Mefloquine is also known by its brand name Lariam. It was researched by the US Army in the 1970s and licensed by the Food and Drug Administration in 1989. Since its introduction, it has been directly linked to serious adverse effects, including depression, anxiety, panic attacks, confusion, hallucinations, bizarre dreams, nausea, vomiting, sores and homicidal and suicidal thoughts. It belongs to a class of drugs known as quinolines, which were part of a 1956 human experiment study to investigate "toxic cerebral states," as part of the CIA's MKULTRA mind-control program.
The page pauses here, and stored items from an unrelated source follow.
PR #1904, opened 2020-07-15
Issue #3159259: Book pages need to be available in the search all and search autocomplete

ronaldtebrake:
## Problem
When enabling social book, when you search for a book you will see the result in the Content tab but not in the All tab although that also shows all other pieces of content.
The search autocomplete through the magnifying glass also doesn't show this in that case.

## Solution
Ensure we also index and show book as search results for the All index. This will make sure it works for both.
Also ensure we trigger a re-index and save so the new config is added.

## Issue tracker
https://www.drupal.org/project/social/issues/3159259
https://getopensocial.atlassian.net/browse/OS-303

## How to test
- [x] Login as LU and create a book page
- [x] Try to find it in the search all tab or using the autocomplete, it's not there
- [ ] See that it is there on the Content tab
- [ ] Checkout this branch, run updates
- [ ] The expected result is the same book page is now available in search all and search autocomplete

## Screenshots
Screen Shot 2020-07-15 at 11 08 31
Screen Shot 2020-07-15 at 11 08 21

## Release notes
Book pages can now also be found using the search autocomplete using the magnifying glass, or on the search all tab of the search itself.

### DIFF
--- a/modules/social_features/social_book/social_book.install
+++ b/modules/social_features/social_book/social_book.install
@@ -5,6 +5,8 @@
  * Install, update and uninstall functions for the social_book module.
  */
 
+use Drupal\Core\Entity\EntityStorageException;
+use Drupal\search_api\Entity\Index;
 use Drupal\user\Entity\Role;
 use Symfony\Component\Yaml\Yaml;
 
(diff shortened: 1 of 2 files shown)


ronaldtebrake:
I have set the milestone to 9.0, it can be a pretty big change for sites with a lot of book pages. Feel free to use the patch if needed on 8.x.

ronaldtebrake:
🍒  picked to 8.x

PR #3, opened 2020-01-21
Setup models

juliasaveliff:
- Moved existing `model.py` into new `djreact/models` directory 
- Created initial models with fields for Instance, Model, Rack, User


juliasaveliff:
@benauriemma

PR #4, opened 2020-01-21
migrated model changes to DB and updated readme

juliasaveliff:
`rackcity/migrations/0002_itinstance_itmodel_rack_user.py` is generated automatically with migration to postgres DB


juliasaveliff:
@clairecfu

PR #12, opened 2020-01-24
added an endpoint models/add that accepts a post request, performs basic validation, and saves a new model

benauriemma:


benauriemma:
CircleCI is failing but not sure why

rackcity/views/__init__.py
```diff
@@ -1,3 +1,3 @@
-from .it_model_views import model_detail, model_list
+from .it_model_views import model_detail, model_list, model_add
```
benauriemma: Is it possible to do something like:
```
from .it_model_views import *
```

rackcity/views/it_model_views.py
```diff
@@ -21,6 +21,21 @@ def model_list(request):
...
     #     return JsonResponse(serializer.errors, status=400)
 
+def model_add(request): # TODO: make it only accept POSTs
+    """
+    Add a new model
+    """
+    if request.method == 'POST':
+        data = JSONParser().parse(request)
+        serializer = ITModelSerializer(data=data)
+        if serializer.is_valid(): # TODO: figure out what .valid() does.  Different fields are required for add, update, etc
```
benauriemma: There's more logic that should be done here.  For example, checking that the vendor+model_num is unique.  It should also allow you to leave model_id blank and fill it in itself (maybe that should even be required?)

benauriemma: Maybe each endpoint should have a function that encapsulates its validation and returns usable errors when validation fails?

benauriemma:
This isn't meant to be the final form of the endpoint! Just a POC and to use for testing

benauriemma:
OH ALSO please try this out on Postman before you approve. I had to do some funky stuff with Cookies so if it's broken for you I'll write up the process before merging

rackcity/views/__init__.py
juliasaveliff: technically yes, but I think it's general best practice to avoid wildcard imports (even if we are importing everything from that module anyway)

rackcity/views/it_model_views.py
juliasaveliff: Good idea. Also we can enforce the `model_id` field to be unique on the Django model (as an argument on the field), but I don't think the front end should have to pass that in with this POST, since it's always going to be concatenated, so I think we would want to do that in this method?

juliasaveliff: On second thought...I don't think we need `model_id` at all since it's sort of redundant. We can use this on `vendor` and `model_number`

https://docs.djangoproject.com/en/dev/ref/models/options/#unique-together

clairecfu:
circleci tests were failing because the config files weren't in your branch, but now they are!

PR #15, opened 2020-01-24
added auth (it was like 70% done) and it is now required for the model_list endpoint

benauriemma:


juliasaveliff:
@clairecfu slacked you a relevant notion page to explain what to do with these changes! ready 2 be merged.

PR #23, opened 2020-01-26
fixed no data bug

clairecfu:
Before, if no data was being returned on models/racks/instances, front end was failing to load anything on the landing page. Should now display "no data found" and a spinner icon. This was only discovered when we deployed on staging because staging db has no data in it.


juliasaveliff:
cool

PR #25, opened 2020-01-26
Final changes to models

juliasaveliff:
Updated models to reflect changes here

https://www.notion.so/Database-Tables-Proposal-89116f694f3f45bfb3f1d7ff5d14444f

Also added notional data


create_notional_data.txt
```diff
@@ -0,0 +1,105 @@
+from rackcity.models import ITInstance, ITModel, Rack
+Run `python manage.py shell` and run the following commands
```
juliasaveliff: Couldn't figure out how to make this a script that would run with the right settings, so keeping it as .txt file for now

rackcity/admin.py
```diff
@@ -1,5 +1,7 @@
 from django.contrib import admin
 
-from .models import Article
+from .models import ITInstance, ITModel, Rack
 
-admin.site.register(Article)
+admin.site.register(ITInstance)
+admin.site.register(ITModel)
+admin.site.register(Rack)
```
juliasaveliff: can see these from Django `/admin` endpoint on localhost

rackcity/api/serializers.py
```diff
@@ -1,51 +1,35 @@
...
-    class Meta:
-        model = Article
-        fields = ('id', 'title', 'content')
-
-
 class ITInstanceSerializer(serializers.ModelSerializer):
     class Meta:
         model = ITInstance
-        fields = ('hostname', 'height', 'model', 'rack', 'user', 'comment')
+        fields = ('hostname', 'elevation', 'model', 'rack', 'owner', 'comment')
```
juliasaveliff: Will be adding more serializers with future API PRs

rackcity/admin.py
clairecfu: woo goodBYE articles

rackcity/migrations/0002_itinstance_itmodel_rack_user.py
```diff
@@ -31,7 +33,8 @@ class Migration(migrations.Migration):
         migrations.CreateModel(
             name='Rack',
             fields=[
-                ('id', models.AutoField(auto_created=True, primary_key=True, serialize=False, verbose_name='ID')),
+                ('id', models.AutoField(auto_created=True,
```
clairecfu: is this the rid? / will it be sent with the other parameters?

juliasaveliff: @clairecfu `id` is an auto-incrementing field that Django adds to every row in a table. we are using that as the primary key, and it will be serialized in all GET requests as `rid` to be consistent with front end naming. didn't want to make a redundant `rid` field since it would serve exactly the same purpose

PR #30, opened 2020-01-26
Implement simple APIs on instance

juliasaveliff:
- Implements `/instances/get-many`, sorting and filtering not functional yet
- Implements `/instances/add`


rackcity/api/serializers/it_instance_serializers.py
```diff
@@ -1,8 +1,35 @@
 from rest_framework import serializers
 from rackcity.models import ITInstance
+from .it_model_serializers import ITModelSerializer
+from .rack_serializers import RackSerializer
 
 
 class ITInstanceSerializer(serializers.ModelSerializer):
+    """
+    Serializes all fields on ITInstance model, where model and rack fields are
+    defined by their pk only.
```
juliasaveliff: want this for /add. don't want to have to pass in entirely defined model when creating a new instance, should only have to specify pk of model

rackcity/api/urls.py
```diff
@@ -8,7 +8,9 @@
     path('models/test-auth', views.model_auth),
     path('models/test-admin', views.model_admin),
     path('instances', views.instance_list),
```
juliasaveliff: to be deprecated ^^ keeping for now

rackcity/views/it_instance_views.py
```diff
@@ -1,19 +1,48 @@
...
+from rest_framework.decorators import permission_classes, api_view
+from rest_framework.permissions import IsAuthenticated, IsAdminUser
+from rest_framework.parsers import JSONParser
+from rest_framework.pagination import PageNumberPagination
+from http import HTTPStatus
 
 
+@api_view(['GET'])
+@permission_classes([IsAuthenticated])
 def instance_list(request):
```
benauriemma: This will be deprecated eventually right? Fine with it for now though

rackcity/views/it_instance_views.py
```diff
@@ -1,19 +1,48 @@
...
+@api_view(['POST'])
+@permission_classes([IsAuthenticated])
+def instance_page(request):
+    """
+    List a page of instances.
+    """
+    instances = ITInstance.objects.all()
+    paginator = PageNumberPagination()
+    paginator.page_size = 10
+    page_of_instances = paginator.paginate_queryset(instances, request)
```
benauriemma: I wish it was more clear that this gets the page number that was specified in the request but I'm not sure how to do that. Do you think it's worth an inline comment?

rackcity/views/it_instance_views.py
```diff
@@ -1,19 +1,48 @@
...
+    serializer = RecursiveITInstanceSerializer(page_of_instances, many=True)
+    return JsonResponse(
+        serializer.data,
+        safe=False,
```
benauriemma: What does safe=False mean?

rackcity/views/it_instance_views.py
```diff
@@ -24,5 +53,34 @@ def instance_detail(request, pk):
...
 
     if request.method == 'GET':
-        serializer = ITInstanceSerializer(instance)
+        serializer = RecursiveITInstanceSerializer(instance)
         return JsonResponse(serializer.data)
+
+
+@api_view(['POST'])
+@permission_classes([IsAdminUser])
+def instance_add(request):
```
benauriemma: Lovely

rackcity/views/it_instance_views.py
```diff
@@ -24,5 +53,34 @@ def instance_detail(request, pk):
         return HttpResponse(status=404)
```
benauriemma: Is this endpoint considered done or WIP? If it's done I have a couple comments

rackcity/views/it_instance_views.py
juliasaveliff: Indeed. Keeping it so we don't break existing endpoints..........yet

rackcity/views/it_instance_views.py
juliasaveliff: WIP

rackcity/views/it_instance_views.py
juliasaveliff: I agree. Will add comment for now

PR #33, opened 2020-01-26
models/id endpoint

benauriemma:


rackcity/views/it_model_views.py
```diff
@@ -47,6 +47,27 @@ def model_add(request):
...
+@permission_classes([IsAuthenticated])
+def model_detail(request, id):
+    """
+    Retrieve a single model.
+    """
+    try:
+        model = ITModel.objects.get(id=id)
+        model_serializer = ITModelSerializer(model)
+        instances = ITInstance.objects.filter(model=id)
+        instances_serializer = ITInstanceSerializer(instances, many=True)
```
benauriemma: I didn't use the Recursive one here because we don't need the model info repeated, right?

juliasaveliff: agreed

rackcity/views/it_model_views.py
```diff
@@ -47,6 +47,27 @@ def model_add(request):
...
+        model_detail = {
+            "model": model_serializer.data,
+            "instances": instances_serializer.data
+        }
+        return JsonResponse(model_detail, status=HTTPStatus.OK)
+    except ITModel.DoesNotExist:
```
juliasaveliff: I think it's best practice to keep minimal lines of code inside the try block (mostly for readability so it's clearer where the exception comes from), if you're handling your except block such that the rest of the code path would never be hit

imma approve this and leave that up to you though, not a huge deal since this exception is pretty obvious about what went wrong

benauriemma: Cool will keep in mind in the future

PR #39, opened 2020-01-27
implemented models/modify. a couple parts of this are a little bit funky but it do be working

benauriemma:


rackcity/views/it_model_views.py
```diff
@@ -48,6 +49,46 @@ def model_add(request):
...
+            ITModel.objects.get(id=id)
+        except ObjectDoesNotExist:
+            failure_message += "No existing model with id="+str(id)+". "
+        else:
+            serializer = ITModelSerializer(data=data)
+            if not serializer.is_valid(raise_exception=False):
+                failure_message += str(serializer.errors)
+            if failure_message == "":
+                existing_model = ITModel.objects.get(id=id)
+                print(serializer.data)
```
juliasaveliff: should remove this print before merging

rackcity/views/it_model_views.py
```diff
@@ -48,6 +49,46 @@ def model_add(request):
...
+                for field in serializer.data.keys():
+                    if serializer.data[field] is not None:
+                        setattr(existing_model, field,
+                                serializer.data[field])
+                try:
+                    existing_model.save()
+                    return HttpResponse(status=HTTPStatus.CREATED)
```
juliasaveliff: technically nothing was CREATED? maybe use OK instead?

rackcity/views/it_model_views.py
```diff
@@ -48,6 +49,46 @@ def model_add(request):
...
+        failure_message += "Must include id when modifying a model. "
+    else:
+        id = data['id']
+        try:
+            ITModel.objects.get(id=id)
+        except ObjectDoesNotExist:
+            failure_message += "No existing model with id="+str(id)+". "
+        else:
+            serializer = ITModelSerializer(data=data)
+            if not serializer.is_valid(raise_exception=False):
```
juliasaveliff: This is going to fail if the required model objects are not included (vendor, model number, height). We could either make a new Serializer for which all fields are not required (personally I think this is the better option), or we could implement deserialization ourselves just checking each `serializer.data[field] is not None` and then validating the value of each...!

PR #40, opened 2020-01-27
implemented models/delete endpoint

benauriemma:


rackcity/views/it_model_views.py
```diff
@@ -48,6 +49,38 @@ def model_add(request):
...
+        id = data['id']
+        try:
+            ITModel.objects.get(id=id)
+        except ObjectDoesNotExist:
+            failure_message += "No existing model with id="+str(id)+". "
+        else:
+            if failure_message == "":
+                existing_model = ITModel.objects.get(id=id)
+                try:
+                    existing_model.delete()
```
juliasaveliff: Not sure how `.delete()` is implemented. We don't want to delete the model if any instances of this model type exist. Will this fail if instances with the model exist because of the `ForeignKey` relationship?

juliasaveliff: Also might need to discuss this further in person but the requirements state the user has to confirm on a delete. Maybe front end would do a GET on model, see if any instances exist, if so don't even call the delete endpoint and tell the user they can't delete then?

benauriemma: Wow I fully had it in my head that I would make this check for instances before deleting and then just... didn't

benauriemma: So you need confirmation from the user no matter what, but then only are allowed to do the delete if no instances exist. I was picturing the front end would have a "dumb" popup that says are you sure?? before sending the request at all, and then the request assumes confirmation was given but fails if there are instances that exist

juliasaveliff:
```
"The administrator seeking to remove a model shall only be able to do so if no
instances of the model exist. Even in this case, a confirmation dialog shall be
shown."
```

yeah I guess you're right. but there should be some popup if the delete fails explaining that instances of it exist? or will we just say "removal failed"?

benauriemma: Yep! Now that it checks for that the error message will include `"Cannot delete this model because instances of it exist. "` if it's an issue

PR #41, opened 2020-01-27
Implements /racks/get endpoint

juliasaveliff:
TO the best of my knowledge, this is the best way I could figure out how to take advantage of Serializer class for deserializing non-restful POST body, while avoiding blindly checking for string fields in a data dictionary in the function view

Open to commentary but I realized I said best twice in this description so I am either (1) certainly the best or (2) very tired


rackcity/api/objects/rack_range.py
```diff
@@ -0,0 +1,44 @@
+from rest_framework import serializers
+
+
+class RackRangeSerializer(serializers.Serializer):
+    letter_start = serializers.CharField(required=True, max_length=1)
+    letter_end = serializers.CharField(required=False, max_length=1)
+    num_start = serializers.IntegerField(required=True)
+    num_end = serializers.IntegerField(required=False)
+
+    def validate(self, data):
```
juliasaveliff: The serializer `.is_valid()` method checks only that the JSON body has fields of the correct type and arguments (max_length, required). Added validation with this method to enforce that END fields are greater than START fields.

rackcity/api/objects/rack_range.py
```diff
@@ -0,0 +1,44 @@
...
+        if ('letter_end' in data) and (
+            data['letter_end'] < data['letter_start']
+        ):
+            message = "invalid rack row range from " + \
+                data['letter_start'] + " to " + data['letter_end']
+            raise serializers.ValidationError(message)
+
+        return data
+
+    def get_row_range(self, data):
```
juliasaveliff: Django will not allow these methods to be called BEFORE an `.is_valid()` check is called (how Serializer class is implemented), so guaranteed that at least the start fields will exist on data

rackcity/views/rack_views.py
```diff
@@ -26,3 +30,66 @@ def rack_detail(request, pk):
...
+@api_view(['POST'])
+@permission_classes([IsAuthenticated])
+def rack_get(request):
+    """
+    List all racks within specified range.
+    """
+    range_serializer = RackRangeSerializer(data=request.data)
+    if range_serializer.is_valid():
+        try:
+            range_serializer.validate(request.data)
```
juliasaveliff: Not the most beautiful order of of calls. But Django requires check on `.is_valid()` before any other methods can be called on the serializer object

rackcity/views/rack_views.py
```diff
@@ -26,3 +30,66 @@ def rack_detail(request, pk):
...
+            )
+    else:
+        return JsonResponse(
+            {"failure_message": "invalid keys or values"},
+            status=HTTPStatus.BAD_REQUEST,
+        )
+
+    racks = Rack.objects.filter(
+        rack_num__range=range_serializer.get_number_range(request.data),
+        row_letter__range=range_serializer.get_row_range(request.data),
```
juliasaveliff: The `__range` filter is inclusive on both max and min

rackcity/api/objects/rack_range.py
benauriemma: I also thought about calling is_valid() within validate(), but I'm not sure that would be allowed since is_valid() is supposed to be the first thing called?  If that's allowed I think it would be cleaner

rackcity/views/rack_views.py
benauriemma: Worth including as an inline comment?

rackcity/views/rack_views.py
```diff
@@ -26,3 +30,66 @@ def rack_detail(request, pk):
...
+
+    return JsonResponse(
+        {"racks": racks_with_instances},
+        status=HTTPStatus.OK
+    )
+
+
+@api_view(['POST'])
+@permission_classes([IsAdminUser])
+def rack_create(request):
```
benauriemma: Sorry to be picky but can we make these return `JsonResponse({}, status=5xx)` until they're implemented in case Brendan or Claire aren't tracking

rackcity/api/objects/rack_range.py
juliasaveliff: Yeah I tried that too and it is not allowed (mentioned that in the other comment below)

`validate()` is a method on the `Serializer` class that I'm overriding. I just did some more investigating and this `validate()` method is the last thing that's called from `is_valid()`, so we don't need to do both here. The only bummer about that is only one validation exception is ever thrown from `is_valid()` so we couldn't specify which part of the request went wrong in the response. But I don't think that's a huge problem for now

Will update this PR with my changeszsszsszs

rackcity/views/rack_views.py
juliasaveliff: done

rackcity/api/objects/rack_range.py
juliasaveliff: Yeah I tried that too and it is not allowed (mentioned that in the other comment below)

`validate()` is a method on the `Serializer` class that I'm overriding. I just did some more investigating and this `validate()` method is the last thing that's called from `is_valid()`, so we don't need to do both here. The only bummer about that is only one validation exception is ever thrown from `is_valid()` so we couldn't specify which part of the request went wrong in the response. But I don't think that's a huge problem for now

Will update this PR with my changeszsszsszs

rackcity/views/rack_views.py
```diff
@@ -26,3 +30,66 @@ def rack_detail(request, pk):
...
+    List all racks within specified range.
+    """
+    range_serializer = RackRangeSerializer(data=request.data)
+    if range_serializer.is_valid():
+        try:
+            range_serializer.validate(request.data)
+        except Exception as error:
+            return JsonResponse(
+                {"failure_message": str(error)},
+                status=HTTPStatus.BAD_REQUEST
```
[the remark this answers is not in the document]
juliasaveliff: Oh I forgot about that. Although NOT_ACCEPTABLE has a nice ring to it, I don't think that's correct because that indicates the request did NOT necessarily fail whereas BAD_REQUEST status indicates bad syntax & that the "client SHOULD NOT repeat the request without modifications"

rackcity/views/rack_views.py
```diff
@@ -26,3 +30,59 @@ def rack_detail(request, pk):
...
+
+@api_view(['POST'])
+@permission_classes([IsAuthenticated])
+def rack_get(request):
+    """
+    List all racks within specified range.
+    """
+    range_serializer = RackRangeSerializer(data=request.data)
+
+    if not range_serializer.is_valid():
```
juliasaveliff: `is_valid()` calls `validate()` method implemented on RackRangeSerializer class

rackcity/api/objects/rack_range.py
juliasaveliff: Accidentally resolved these comments....I have pushed related updates!

PR #277, opened 2020-02-25
Changing power button names and (required) fields to (*)

brendancheng20:


src/forms/datacenterForm.tsx
```diff
@@ -1,142 +1,140 @@
...
+    return (
+      <div className={Classes.DARK + " login-container"}>
+        {this.state.errors.map((err: string) => {
+          return <Callout intent={Intent.DANGER}>{err}</Callout>;
+        })}
+        <form
+          onSubmit={this.handleSubmit}
+          className="create-form bp3-form-group"
+        >
+          <FormGroup label="Name (*)" inline={false}>
```
juliasaveliff: for consistency with the other forms, this would be "Name*" and "Abbreviation* (up to 6 characters)" I know that's picky but this was a picky change to begin with muahaa

brendancheng20: Done!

The Army tapped the Walter Reed Army Institute of Research (WRAIR) to develop mefloquine and it was later licensed to the Swiss pharmaceutical company F. Hoffman-La Roche. The first human trials of mefloquine were conducted in the mid-1970s on prisoners, who were deliberately inoculated with malaria at Stateville Correctional prison near Joliet, Illinois, the site of controversial antimalarial experimentation in the early 1940s.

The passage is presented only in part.